Artistically, it is fascinating to witness a young Jim Starlin develop on the page, at first hindered by the ham-fisted inking of weakling Chic Stone (who never did anyone a visual favour) then embellished by the increasingly competent hands of Dave Cockrum, Pablo Marcos and finally the criminally underrated Dan Green.

Historically, it is interesting to note that this is where the good Captain's hair does the reverse of turning grey and goes blonde instead, just as he achieves Cosmic Awareness. So there's half your repertoire of jokes null and void.

Increasingly angry about the Titan's transgressions, our Kree warrior Mar-Vell is taken aside by higher, universal entities like Kronos and Eon and possibly even Eternity to be taught "enlightenment through discipline and training". Only then can he take on an enemy who, using the Cosmic Cube which makes all dreams come true, has turned himself into a God. Thanos doesn't make particularly good use of it, though. Scratch that: after searching so long for the Cosmic Cube, Thanos appears to manifest no plans for it whatsoever. If I got my paws on the Cosmic Cube I would, at the very least, clear my credit card debt and make sure Aqua's 'Barbie Girl' never, ever existed.
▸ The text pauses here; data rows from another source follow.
PR #244, opened 2021-06-29
[Owners Review] Bug fix in graph_measurement betterproto example

ni-pkhare:
### Justification
This PR fixes the [bug](https://ni.visualstudio.com/DevCentral/_workitems/edit/1512638) in graph_measurement betterproto example. 

### Implementation
1. Why did the bug arise?
Recently SetAttribute APIs were modified to include `raw_values` which are included inside `oneof` in the proto file. The Better Protobuf compiler has a bug generating helpers for gRPC messages with oneof types. The problem is that zero-value messages in a oneof group take priority based on order and overwrite other set values. Therefore, only the last field, the field that has '_raw` appended to the name, can be properly set without wrapper modification.
**The original example did not use _raw field at the places where SetAttribute APIs were used which was causing this issue.**
On changing those fields to raw type resolves the issue.

Note: The wiki already contains a highlight about the betterproto bug related to oneof gRPC types. https://github.com/ni/grpc-device/wiki/Creating-a-gRPC-Client#creating-a-python-grpc-client

### Testing
Verified that the bug was resolved.

### DIFF
--- a/examples/niscope/graph-measurement-betterproto.py
+++ b/examples/niscope/graph-measurement-betterproto.py
@@ -119,7 +119,7 @@ async def ConfigureGrpcScope(scope_service: niscope_grpc.NiScopeStub, channel, v
     set_trigger_result = await scope_service.set_attribute_vi_int32(
         vi = vi,
         attribute_id = niscope_grpc.NiScopeAttributes.NISCOPE_ATTRIBUTE_TRIGGER_TYPE,
-        value = niscope_grpc.NiScopeInt32AttributeValues.NISCOPE_INT32_TRIGGER_TYPE_VAL_EDGE_TRIGGER
+        value_raw = niscope_grpc.NiScopeInt32AttributeValues.NISCOPE_INT32_TRIGGER_TYPE_VAL_EDGE_TRIGGER
     )
     await CheckStatus(scope_service, vi, set_trigger_result)
 
@@ -137,7 +137,7 @@ async def ConfigureGrpcScope(scope_service: niscope_grpc.NiScopeStub, channel, v
         vi = vi,
         channel_list = channels,
         attribute_id = niscope_grpc.NiScopeAttributes.NISCOPE_ATTRIBUTE_MEAS_REF_LEVEL_UNITS,
-        value = niscope_grpc.NiScopeInt32AttributeValues.NISCOPE_INT32_REF_LEVEL_UNITS_VAL_PERCENTAGE
+        value_raw = niscope_grpc.NiScopeInt32AttributeValues.NISCOPE_INT32_REF_LEVEL_UNITS_VAL_PERCENTAGE
     )
     await CheckStatus(scope_service, vi, set_units_result)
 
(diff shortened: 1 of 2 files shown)


examples/niscope/graph-measurement-betterproto.py
```diff
@@ -119,7 +119,7 @@ async def ConfigureGrpcScope(scope_service: niscope_grpc.NiScopeStub, channel, v
     set_trigger_result = await scope_service.set_attribute_vi_int32(
         vi = vi,
         attribute_id = niscope_grpc.NiScopeAttributes.NISCOPE_ATTRIBUTE_TRIGGER_TYPE,
-        value = niscope_grpc.NiScopeInt32AttributeValues.NISCOPE_INT32_TRIGGER_TYPE_VAL_EDGE_TRIGGER
+        value_raw = niscope_grpc.NiScopeInt32AttributeValues.NISCOPE_INT32_TRIGGER_TYPE_VAL_EDGE_TRIGGER
```
doshirohan, line 122: Can you add this comment here so that customers are aware issue with betterproto in gRPC and why we are setting `value_raw` here.

> We have to set `value_raw` instead of `value` here because of `betterproto` bug related to `oneof` types in gRPC messages. More information here: https://github.com/ni/grpc-device/wiki/Creating-a-gRPC-Client

doshirohan (approved):

examples/niscope/graph-measurement-betterproto.py
```diff
@@ -119,7 +119,7 @@ async def ConfigureGrpcScope(scope_service: niscope_grpc.NiScopeStub, channel, v
     set_trigger_result = await scope_service.set_attribute_vi_int32(
         vi = vi,
         attribute_id = niscope_grpc.NiScopeAttributes.NISCOPE_ATTRIBUTE_TRIGGER_TYPE,
-        value = niscope_grpc.NiScopeInt32AttributeValues.NISCOPE_INT32_TRIGGER_TYPE_VAL_EDGE_TRIGGER
```
astarche, line 122: > The problem is that zero-value messages in a oneof group take priority based on order and overwrite other set values. 

I think I understand this issue, but the way it's worded is confusing to me.

The spec'd implementation of `oneof` in protobuf is that only one can be set. If you set multiple fields of the `oneof` the "last one wins". It sounds like `betterproto` will set all fields on the `oneof` even if you didn't pass anything in for an argument. So, before your change, `value_raw` would be assigned of default zero-value after `value` is set and that would clear `value`.

Is that right?

doshirohan: Yes, that seems to be the behavior. This behavior (bug) is also documented at top of this example and in our wiki under 2nd bullet here: [creating-a-python-grpc-client](https://github.com/ni/grpc-device/wiki/Creating-a-gRPC-Client#creating-a-python-grpc-client).

 I agree that the wording is confusing.

astarche (approved):

PR #245, opened 2021-06-30
Add daqmx service

astarche:

Creates an `nidaqmx` service in `grpc-device` with `CreateTask`\`ClearTask`.

## Details
* Use type_to_grpc_type and resource_handle_type to support non-IVI types.
* Support for using sessionName as a parameter to the driver init method.
* Add fake non-IVI service to unit test above.
* Add create/clear test for DAQ.
* Available in server behind toggle "nidaqmx".

Starts DAQmx feature.

Ran and passed new system test and spot-checked other system tests.
Manually tested server with toggle on and off.


generated/nidaqmx/nidaqmx_service.cpp
```diff
@@ -0,0 +1,77 @@
...
+    try {
+      const char* session_name = request->session_name().c_str();
+
+      auto init_lambda = [&] () {
+        TaskHandle task;
+        int status = library_->CreateTask(session_name, &task);
+        return std::make_tuple(status, task);
+      };
+      uint32_t session_id = 0;
+      const std::string& grpc_device_session_name = request->session_name();
```
astarche, line 62: Note: this method is an example of why the rename is needed in codegen. DAQmx (and the fake non-ivi service) are using `session_name` as a param to their init method. It's already in a `const char*` stack variable above ^^^. Renaming our internal management variable to a pseudo-namespaced name avoids the collision.

imports/include/niFakeNonIvi.h
```diff
@@ -0,0 +1,8 @@
+#ifndef NIFAKE_NON_IVI_H
+#define NIFAKE_NON_IVI_H
+#include <cstdint>
+
+using FakeHandle = uint64_t;
+using int32 = int32_t;
```
astarche, line 6: All drivers have some named handle type, so this needs one too. 

Both grpc and daqmx have a type named `int32`, so we rely on that existing in both. This gives fake non-ivi the same type.

source/codegen/metadata_mutation.py
```diff
@@ -59,6 +59,85 @@ def mark_mapped_enum_params(parameters, enums):
...
+        type = 'fixed64'
+    if 'int' == type:
+        type = 'sint32'
+    if "[]" in type:
+        type = type.replace("[]", "")
+
+    return "repeated " + type if add_repeated else type
+
+
+def populate_grpc_types(parameters, config):
```
astarche, line 125: Note: this method moves the pre-existing `get_parameter_type` to metadata mutation (setting the result to grpc_type) and augments it with support for a `type_to_grpc_type`.

Right now `type_to_grpc_type` is all-or-nothing (or really all-or-ivi). We can change that as it develops (or even use something more sophisticated to calculate mappings). But, for now, that makes it a little easier to catch "oops I forgot to add a new type to DAQ".

source/codegen/proto_helpers.py
```diff
@@ -119,7 +58,7 @@ def get_message_parameter_definitions(parameters, service_class_prefix, is_reque
   for parameter in parameters:
     is_array = common_helpers.is_array(parameter["type"])
     parameter_name = common_helpers.camel_to_snake(parameter["name"])
-    parameter_type = get_parameter_type(parameter, is_array, service_class_prefix)
```
astarche, line 122: Params no longer needed because it's computed as metadata mutation.

source/codegen/proto_helpers.py
```diff
@@ -168,10 +107,20 @@ def get_enum_parameters(parameter, parameter_name, parameter_type, is_array, use
...
-    parameter_type = parameter['grpc_type']
-  else:
-    parameter_type = get_grpc_type_from_ivi(parameter["type"], is_array, service_class_prefix)
-  return parameter_type
 
+def get_parameter_type(parameter):
+  return parameter['grpc_type']
+
+
+def get_parameters(function):
```
astarche, line 115: Pulled out of proto.mako with new support for `has_session_input` where any init method with a `sessionName` param will use that instead of adding a new one.

This allows DAQ to use session_name as task_name.

source/codegen/templates/service_helpers.mako
```diff
@@ -201,10 +201,11 @@ ${initialize_standard_input_param(function_name, parameter)}\
   field_name = common_helpers.camel_to_snake(parameter["name"])
   request_snippet = f'request->{field_name}()'
   c_type = parameter['type']
+  grpc_type = parameter.get('grpc_type', None)
   c_type_pointer = c_type.replace('[]','*')
   c_type_underlying_type = common_helpers.get_underlying_type_name(c_type)
 %>\
-% if c_type == 'ViConstString':
+% if c_type in ['ViConstString', 'const char*']:
```
astarche, line 208: Eventually I want to handle this a different way (at least for DAQ). But I think it's better to wait until we have more types to work with (maybe as part of the acquisition features).

source/server/core_server.cpp
```diff
@@ -123,6 +127,16 @@ static void RunServer(const ServerConfiguration& config)
   nifgen_grpc::NiFgenService nifgen_service(&nifgen_library, mi_shared_resource_repository);
   builder.RegisterService(&nifgen_service);
 
+  nidaqmx_grpc::NiDAQmxLibrary nidaqmx_library;
+  using DAQmxResourceRepository = nidevice_grpc::SessionResourceRepository<TaskHandle>;
+  auto daq_resource_repository = std::make_shared<DAQmxResourceRepository>(&session_repository);
+  nidaqmx_grpc::NiDAQmxService nidaqmx_service(&nidaqmx_library, daq_resource_repository);
```
astarche, line 133: Stack variables need to be outside the toggle if block.

This code is probably due for a refactor into unique_ptrs, but I think this change is OK without it.

source/codegen/metadata/nifake_non_ivi/config.py
```diff
@@ -0,0 +1,41 @@
...
+config = {
+    'api_version': '1.2.0d9',
+    'c_header': 'niFakeNonIvi.h',
+    'c_function_prefix': 'niFakeNonIvi_',
+    'service_class_prefix': 'NiFakeNonIvi',
+    'java_package': 'com.ni.grpc.fakenonivi',
+    'csharp_namespace': 'NationalInstruments.Grpc.FakeNonIvi',
+    'namespace_component': 'nifake_non_ivi',
+    'close_function': 'Close',
+    'driver_name': 'NI-FAKE-EXTENSION',
```
reckenro, line 12: Can you update the 'driver_name' to 'NI-FAKE-NON-IVI'?

CMakeLists.txt
```diff
@@ -67,7 +67,7 @@ set(metadata_dir ${CMAKE_SOURCE_DIR}/source/codegen/metadata)
 set(service_output_dir ${CMAKE_SOURCE_DIR}/generated)
 set(codegen_dir ${CMAKE_SOURCE_DIR}/source/codegen)
 set(custom_dir ${CMAKE_SOURCE_DIR}/source/custom)
-set(nidrivers "nidcpower" "nidigitalpattern" "nidmm" "nifake" "nifake_extension" "nifgen" "niscope" "niswitch" "nisync" "nitclk")
+set(nidrivers "nidcpower" "nidigitalpattern" "nidmm" "nifake" "nifake_extension" "nifake_non_ivi" "nifgen" "niscope" "niswitch" "nisync" "nitclk" "nidaqmx")
```
SparkingSpork, line 70: I generally try to keep these alphabetical for easy reading. Can you move nidaqmx to be the first item in the list?

SparkingSpork: Same for below.

CMakeLists.txt
```diff
@@ -302,7 +307,8 @@ endif()
 
 target_include_directories(UnitTestsRunner
     PRIVATE "${service_output_dir}/nifake"
-    PRIVATE "${service_output_dir}/nifake_exension")
+    PRIVATE "${service_output_dir}/nifake_exension"
```
SparkingSpork, line 310: I somehow missed this previously, but looks like a typo here (nifake_extension)

source/codegen/metadata/nidaqmx/config.py
```diff
@@ -0,0 +1,45 @@
+# -*- coding: utf-8 -*-
+config = {
+    'api_version': '20.0.0',
+    'c_header': 'NIDAQmx.h',
+    'c_function_prefix': 'DAQmx',
+    'service_class_prefix': 'NiDAQmx',
```
SparkingSpork, line 6: @reckenro - You're more familiar with the naming we used than I am. Should this be NiDaqmx instead of NiDAQmx?

SparkingSpork (commented):
Should we consider splitting the addition of the nifake_non_ivi and the DAQmx service components into separate PRs? There's a lot to review here. 

Otherwise, the tests and build look good. I'll defer to Ryan on the actual codegen.

SparkingSpork (approved):
Chatted with Ryan offline, and since he's currently OK with this being a single PR for now I'm going to approve.

source/codegen/metadata_mutation.py
```diff
@@ -59,6 +59,85 @@ def mark_mapped_enum_params(parameters, enums):
...
+    if 'ViInt32' in type:
+        type = 'sint32'
+    if 'ViConstString' in type:
+        type = 'string'
+    if 'ViString' in type:
+        type = 'string'
+    if 'ViRsrc' in type:
+        type = 'string'
+    if 'ViChar' in type:
+        if is_array == True:
```
reckenro, line 80: [Nit] While you're here can you remove the `== True` from the `if is_array` evaluations?

source/codegen/proto_helpers.py
```diff
@@ -168,10 +107,20 @@ def get_enum_parameters(parameter, parameter_name, parameter_type, is_array, use
...
+  parameter_array = filter_parameters_for_grpc_fields(function['parameters'])
+  input_parameters = [p for p in parameter_array if common_helpers.is_input_parameter(p)]
+  if common_helpers.is_init_method(function):
+    has_session_input = any(param['name'] == 'sessionName' for param in input_parameters)
```
reckenro, line 119: An alternative to this which might give a little more flexibility is to have the parameter in functions.py have an extra field for `'is_session_name': True`. Then we could check that here if an input param has `is_session_name` set. If not, then create the `session_name_param` and also add that `'is_session_name': True` bit to it. Then in the codegen for init methods we could rely on finding the first (and only) param that has `is_session_name` set. This also would allow you to have the actual param in functions.py be named 'TaskName' if you want.

source/codegen/templates/service_helpers.mako
reckenro: Yeah, I agree. I think we can wait to refine this as we get further into the DAQ features.

source/tests/system/nidaqmx_session_tests.cpp
```diff
@@ -0,0 +1,66 @@
...
+  {
+    return nidaqmx_stub_;
+  }
+  DeviceServerInterface* device_server_;
+  std::unique_ptr<::nidevice_grpc::Session> driver_session_;
+  std::unique_ptr<NiDAQmx::Stub> nidaqmx_stub_;
+};
+
+TEST_F(NiDAQmxSessionTests, CreateTask_CloseTask_Succeeds)
+{
```
reckenro, line 51: Rename test name to `ClearTask` instead of `CloseTask` to match function names.

reckenro (approved):
Mostly small suggestions, looks good overall.

I did have one alternative for how to denote a param as the "sessionName" param without requiring it to be named "sessionName" that should give us some flexibility to name these session name parameters whatever we want.

source/codegen/metadata/nidaqmx/config.py
reckenro: I believe we've been using the same capitalization the `c_header` uses except "NI" => "Ni". So this seems fine. For example, that's what we've done with the tclk driver: its `service_class_prefix` capitilaztion follows its c_header: https://github.com/ni/grpc-device/blob/main/source/codegen/metadata/nitclk/config.py#L7

astarche: Interesting. Good question. The "little mx" always trips me up when I try to recapitalize DAQ and I fall back to the brand-name capitalization (or all-lower). `NiDCPower` also matches my choice on the allcaps "DC". So, I'll go with Ryan's rationale and leave it as-is.

generated/nifake/nifake_service.h
```diff
@@ -93,12 +93,12 @@ class NiFakeService final : public NiFake::Service {
   void Copy(const std::vector<CustomStruct>& input, google::protobuf::RepeatedPtrField<nifake_grpc::FakeCustomStruct>* output);
   CustomStruct ConvertMessage(const nifake_grpc::FakeCustomStruct& input);
   void Copy(const google::protobuf::RepeatedPtrField<nifake_grpc::FakeCustomStruct>& input, std::vector<CustomStruct>* output);
-  std::map<std::int32_t, float> nifakereal64attributevaluesmapped_input_map_ { {1, 3.5f},{2, 4.5f},{3, 5.5f},{4, 6.5f},{5, 7.5f}, };
```
astarche, line 96: I'm going to start a PR to fix this. It's iterating over a set so the ordering changes, it needs to be sorted or at least ordered.

source/codegen/proto_helpers.py
astarche: This had slightly more impact and I added a new test for it. Here's the [update(https://github.com/ni/grpc-device/pull/245/files/a0b6385a04928ddd7523c9f03a2a97c5259ff783..ed1991295e9aa081735f484dfe48af843cd20c10#diff-ae080b50783921b45d76b2b536fb4340b7e5fe6d3adb990956b5c8abe2bc493fL96).

Good idea though. We definitely could end up changing the name.

reckenro (approved):

PR #249, opened 2021-07-08
Add Create channel and Start/Stop Task to DAQ service

astarche:

Adds support for creating AI voltage channels, creating digital input/output channel, and starting and stopping a task.

`grpc-device-daq-tests.nce` is added to set up a simulated PXIe-6341 at `Dev1` for the system tests.

Incremental progress on DAQ grpc-device support.

Ran and passed all DAQ system tests, including new ones.


generated/nidaqmx/nidaqmx.proto
```diff
@@ -17,13 +17,40 @@ import "session.proto";
...
+}
+
+enum LineGrouping {
+  option allow_alias = true;
+  LINE_GROUPING_UNSPECIFIED = 0;
+  LINE_GROUPING_ChanForAllLines = 1;
+  LINE_GROUPING_ChanPerLine = 0;
+}
+
+enum VoltageUnits2 {
```
astarche, line 48: Note: this name is used in both the DAQ header and the CVI metadata files. There is a VoltageUnits1 but we're not using it yet.

generated/nidaqmx/nidaqmx_service.cpp
```diff
@@ -51,7 +181,7 @@ namespace nidaqmx_grpc {
       return ::grpc::Status::CANCELLED;
     }
     try {
-      const char* session_name = request->session_name().c_str();
+      auto session_name = const_cast<const char*>(request->session_name().data());
```
astarche, line 184: TODO: data "works" but it's not guranteed to be null-terminated.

Meanwhile teenager Rick Jones, bonded to Mar-Vell via Nega-Bands, cries like a Brony whose MY LITTLE PONY has sacrificed its unicorn virginity to Satan's engorged and wart-ridden cock.

Don't get me wrong: I have all the individual issues and lapped them up as a drunken early teenager, but this is basically Starlin's earliest Captain Marvel stories rudely interjected by an awful lot of offal (the inverse of editing) or you could look at it as all the earliest Thanos appearances outside of Starlin's perfectly coherent CAPTAIN MARVEL and WARLOCK collections which are available separately and highly recommended because they eschew all this stringy, jaw-straining junk.

However, just so you know, this collects IRON MAN (1968) #55, CAPTAIN MARVEL (1968) #25-33, MARVEL FEATURE (1971) #12, DAREDEVIL (1964) #105-107, AVENGERS (1963) #125, WARLOCK (1972) #9-11 and #15, AVENGERS ANNUAL (1967) #7, MARVEL TWO-IN-ONE ANNUAL #2, and material from LOGAN'S RUN #6.